*Provided entries*.
****
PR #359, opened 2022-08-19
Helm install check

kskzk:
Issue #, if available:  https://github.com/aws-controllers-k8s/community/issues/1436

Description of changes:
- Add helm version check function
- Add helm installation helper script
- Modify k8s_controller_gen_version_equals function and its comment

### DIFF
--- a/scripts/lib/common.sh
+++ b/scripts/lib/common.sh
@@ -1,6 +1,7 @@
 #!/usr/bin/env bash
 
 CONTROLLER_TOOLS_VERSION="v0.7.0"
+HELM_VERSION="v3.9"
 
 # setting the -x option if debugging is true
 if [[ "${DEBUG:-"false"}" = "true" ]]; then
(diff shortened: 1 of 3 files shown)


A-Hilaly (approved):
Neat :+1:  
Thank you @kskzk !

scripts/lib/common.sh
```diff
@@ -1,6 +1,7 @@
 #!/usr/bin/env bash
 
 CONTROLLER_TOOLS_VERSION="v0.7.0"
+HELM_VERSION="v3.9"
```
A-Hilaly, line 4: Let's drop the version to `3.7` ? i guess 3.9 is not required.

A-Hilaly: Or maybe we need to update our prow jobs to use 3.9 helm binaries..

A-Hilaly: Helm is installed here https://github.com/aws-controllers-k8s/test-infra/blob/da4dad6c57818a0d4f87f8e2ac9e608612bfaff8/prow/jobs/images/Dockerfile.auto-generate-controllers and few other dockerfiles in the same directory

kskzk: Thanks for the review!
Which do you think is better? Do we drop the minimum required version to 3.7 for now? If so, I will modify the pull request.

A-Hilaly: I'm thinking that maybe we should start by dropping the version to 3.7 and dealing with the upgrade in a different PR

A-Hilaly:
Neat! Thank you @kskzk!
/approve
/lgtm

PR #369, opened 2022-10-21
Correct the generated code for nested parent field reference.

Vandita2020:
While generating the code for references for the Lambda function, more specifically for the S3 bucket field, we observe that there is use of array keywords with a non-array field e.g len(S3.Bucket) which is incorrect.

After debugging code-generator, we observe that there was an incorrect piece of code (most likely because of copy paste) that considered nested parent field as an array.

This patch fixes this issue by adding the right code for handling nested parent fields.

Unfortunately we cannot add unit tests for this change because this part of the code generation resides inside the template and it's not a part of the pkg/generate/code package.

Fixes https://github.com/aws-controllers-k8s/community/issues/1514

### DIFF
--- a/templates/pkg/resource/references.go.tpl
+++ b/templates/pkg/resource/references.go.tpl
****
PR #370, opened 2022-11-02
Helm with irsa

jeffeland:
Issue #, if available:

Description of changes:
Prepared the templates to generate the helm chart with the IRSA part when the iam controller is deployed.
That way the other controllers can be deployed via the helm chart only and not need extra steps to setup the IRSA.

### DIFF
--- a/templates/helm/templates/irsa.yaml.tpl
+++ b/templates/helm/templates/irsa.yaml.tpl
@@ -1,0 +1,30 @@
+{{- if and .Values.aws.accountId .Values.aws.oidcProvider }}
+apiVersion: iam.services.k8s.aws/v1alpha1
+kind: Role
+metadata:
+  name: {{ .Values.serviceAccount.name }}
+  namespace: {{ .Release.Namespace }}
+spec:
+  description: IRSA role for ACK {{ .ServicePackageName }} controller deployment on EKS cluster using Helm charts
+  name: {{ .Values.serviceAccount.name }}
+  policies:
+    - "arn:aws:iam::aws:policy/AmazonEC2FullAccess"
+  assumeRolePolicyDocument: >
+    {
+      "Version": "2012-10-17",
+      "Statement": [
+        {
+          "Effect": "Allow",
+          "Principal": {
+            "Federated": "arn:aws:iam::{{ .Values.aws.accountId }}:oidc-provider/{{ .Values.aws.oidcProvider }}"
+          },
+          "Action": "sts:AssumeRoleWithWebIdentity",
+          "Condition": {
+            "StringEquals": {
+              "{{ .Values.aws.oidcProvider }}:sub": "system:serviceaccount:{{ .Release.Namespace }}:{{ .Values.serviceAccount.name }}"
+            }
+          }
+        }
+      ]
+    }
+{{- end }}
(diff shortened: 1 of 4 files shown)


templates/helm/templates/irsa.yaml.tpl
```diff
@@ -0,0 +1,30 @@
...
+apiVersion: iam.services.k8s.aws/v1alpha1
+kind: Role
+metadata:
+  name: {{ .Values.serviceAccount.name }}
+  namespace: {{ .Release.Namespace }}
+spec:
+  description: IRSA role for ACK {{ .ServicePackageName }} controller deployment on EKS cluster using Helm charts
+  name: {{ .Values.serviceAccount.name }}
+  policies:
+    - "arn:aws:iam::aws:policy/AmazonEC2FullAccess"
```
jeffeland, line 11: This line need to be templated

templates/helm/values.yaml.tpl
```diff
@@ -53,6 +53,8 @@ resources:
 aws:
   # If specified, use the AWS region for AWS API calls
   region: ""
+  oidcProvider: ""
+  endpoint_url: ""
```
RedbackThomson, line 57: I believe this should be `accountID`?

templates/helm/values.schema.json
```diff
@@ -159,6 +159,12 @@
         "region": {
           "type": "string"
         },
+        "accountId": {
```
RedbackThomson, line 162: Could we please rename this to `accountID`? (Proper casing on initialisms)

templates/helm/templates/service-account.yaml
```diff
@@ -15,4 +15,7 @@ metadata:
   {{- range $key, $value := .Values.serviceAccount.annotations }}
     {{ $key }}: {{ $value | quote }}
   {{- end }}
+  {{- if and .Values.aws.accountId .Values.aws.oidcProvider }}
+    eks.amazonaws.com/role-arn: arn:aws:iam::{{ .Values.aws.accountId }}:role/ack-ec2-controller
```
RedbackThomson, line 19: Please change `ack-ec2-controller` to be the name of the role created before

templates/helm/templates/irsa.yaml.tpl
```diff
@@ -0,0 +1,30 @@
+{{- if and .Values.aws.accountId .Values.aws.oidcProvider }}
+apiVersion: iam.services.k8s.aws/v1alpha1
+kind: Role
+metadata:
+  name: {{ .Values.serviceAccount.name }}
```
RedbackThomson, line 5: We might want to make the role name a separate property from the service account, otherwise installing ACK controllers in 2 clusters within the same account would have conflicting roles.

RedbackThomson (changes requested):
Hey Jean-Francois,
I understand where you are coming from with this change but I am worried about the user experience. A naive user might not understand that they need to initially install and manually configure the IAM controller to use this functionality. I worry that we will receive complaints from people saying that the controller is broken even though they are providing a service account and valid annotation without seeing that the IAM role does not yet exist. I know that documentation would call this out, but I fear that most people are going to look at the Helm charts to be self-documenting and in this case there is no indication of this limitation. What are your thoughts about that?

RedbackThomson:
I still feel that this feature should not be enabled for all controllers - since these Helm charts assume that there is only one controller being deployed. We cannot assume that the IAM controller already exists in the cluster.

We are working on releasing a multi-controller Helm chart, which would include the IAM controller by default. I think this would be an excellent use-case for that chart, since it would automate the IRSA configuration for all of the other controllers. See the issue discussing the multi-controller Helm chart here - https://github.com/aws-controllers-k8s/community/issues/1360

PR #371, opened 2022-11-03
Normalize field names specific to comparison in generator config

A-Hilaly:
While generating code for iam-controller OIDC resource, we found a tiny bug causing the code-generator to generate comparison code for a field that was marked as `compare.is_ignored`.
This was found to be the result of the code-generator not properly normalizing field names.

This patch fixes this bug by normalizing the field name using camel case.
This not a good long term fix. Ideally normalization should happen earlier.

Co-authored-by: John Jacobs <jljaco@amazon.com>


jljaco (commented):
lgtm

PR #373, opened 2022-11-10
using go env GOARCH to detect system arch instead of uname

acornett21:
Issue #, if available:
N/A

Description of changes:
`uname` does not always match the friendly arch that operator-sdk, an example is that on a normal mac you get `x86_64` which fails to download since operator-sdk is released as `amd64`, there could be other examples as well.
****
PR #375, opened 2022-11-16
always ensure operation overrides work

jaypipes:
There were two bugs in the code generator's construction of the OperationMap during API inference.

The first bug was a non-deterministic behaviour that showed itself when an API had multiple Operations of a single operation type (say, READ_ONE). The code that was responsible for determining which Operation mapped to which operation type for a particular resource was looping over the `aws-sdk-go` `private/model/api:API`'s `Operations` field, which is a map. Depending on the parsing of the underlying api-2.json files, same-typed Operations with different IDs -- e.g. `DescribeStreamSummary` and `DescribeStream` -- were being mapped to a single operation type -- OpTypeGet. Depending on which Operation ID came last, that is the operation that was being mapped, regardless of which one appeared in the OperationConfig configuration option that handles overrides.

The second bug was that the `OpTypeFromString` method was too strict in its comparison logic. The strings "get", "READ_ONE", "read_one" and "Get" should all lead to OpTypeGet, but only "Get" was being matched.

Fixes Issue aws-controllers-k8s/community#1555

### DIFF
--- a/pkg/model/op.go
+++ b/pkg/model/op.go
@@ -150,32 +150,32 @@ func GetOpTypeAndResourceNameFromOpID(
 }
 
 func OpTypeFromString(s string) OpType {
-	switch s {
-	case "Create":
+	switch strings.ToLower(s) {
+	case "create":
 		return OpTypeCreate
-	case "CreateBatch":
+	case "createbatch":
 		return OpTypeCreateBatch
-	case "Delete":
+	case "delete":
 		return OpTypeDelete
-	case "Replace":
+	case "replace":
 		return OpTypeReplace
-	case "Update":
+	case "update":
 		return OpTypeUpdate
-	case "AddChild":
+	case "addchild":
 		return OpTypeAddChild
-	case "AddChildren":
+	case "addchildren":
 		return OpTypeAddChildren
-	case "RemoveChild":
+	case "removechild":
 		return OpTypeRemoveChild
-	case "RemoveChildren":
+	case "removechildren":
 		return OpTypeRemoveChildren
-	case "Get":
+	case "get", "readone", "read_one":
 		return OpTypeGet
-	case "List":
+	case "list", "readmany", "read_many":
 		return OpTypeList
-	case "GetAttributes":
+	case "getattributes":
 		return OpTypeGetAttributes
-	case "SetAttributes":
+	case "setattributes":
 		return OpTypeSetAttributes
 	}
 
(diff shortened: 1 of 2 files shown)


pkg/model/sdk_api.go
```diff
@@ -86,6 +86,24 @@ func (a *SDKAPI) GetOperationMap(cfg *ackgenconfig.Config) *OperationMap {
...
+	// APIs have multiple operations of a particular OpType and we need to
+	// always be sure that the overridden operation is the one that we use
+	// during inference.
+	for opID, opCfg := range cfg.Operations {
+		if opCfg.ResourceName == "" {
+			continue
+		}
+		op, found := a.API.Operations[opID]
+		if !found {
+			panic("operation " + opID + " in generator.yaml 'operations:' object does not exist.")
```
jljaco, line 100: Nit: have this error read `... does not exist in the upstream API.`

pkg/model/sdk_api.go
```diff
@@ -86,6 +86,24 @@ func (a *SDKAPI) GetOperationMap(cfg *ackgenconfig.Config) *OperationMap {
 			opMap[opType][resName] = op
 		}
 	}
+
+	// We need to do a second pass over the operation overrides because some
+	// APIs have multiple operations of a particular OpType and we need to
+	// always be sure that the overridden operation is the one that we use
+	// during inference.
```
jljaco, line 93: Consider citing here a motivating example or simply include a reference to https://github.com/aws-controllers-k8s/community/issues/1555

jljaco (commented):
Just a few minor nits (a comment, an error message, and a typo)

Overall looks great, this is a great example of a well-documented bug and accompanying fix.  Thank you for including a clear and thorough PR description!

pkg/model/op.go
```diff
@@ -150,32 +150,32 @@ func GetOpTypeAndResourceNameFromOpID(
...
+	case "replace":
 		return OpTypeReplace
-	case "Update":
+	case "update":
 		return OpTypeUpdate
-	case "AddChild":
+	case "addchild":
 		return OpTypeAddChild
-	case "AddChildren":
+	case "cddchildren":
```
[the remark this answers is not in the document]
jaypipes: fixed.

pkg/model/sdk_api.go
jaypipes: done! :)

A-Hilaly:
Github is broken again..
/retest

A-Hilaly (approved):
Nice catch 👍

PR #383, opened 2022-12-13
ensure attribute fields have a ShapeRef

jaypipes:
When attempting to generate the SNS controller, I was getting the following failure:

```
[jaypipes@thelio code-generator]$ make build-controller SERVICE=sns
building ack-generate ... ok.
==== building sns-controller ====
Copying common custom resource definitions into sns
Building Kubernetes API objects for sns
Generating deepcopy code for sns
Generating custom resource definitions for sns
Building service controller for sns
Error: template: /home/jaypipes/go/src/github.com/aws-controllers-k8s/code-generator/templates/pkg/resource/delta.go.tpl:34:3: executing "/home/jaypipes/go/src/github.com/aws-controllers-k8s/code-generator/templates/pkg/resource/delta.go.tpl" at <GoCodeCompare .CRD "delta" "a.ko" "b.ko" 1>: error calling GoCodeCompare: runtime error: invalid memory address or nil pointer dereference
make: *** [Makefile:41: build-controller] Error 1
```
****
*What the task asks*.
In the data above, how many lines contain the word "range"? Write the number only.

*Solution*.
2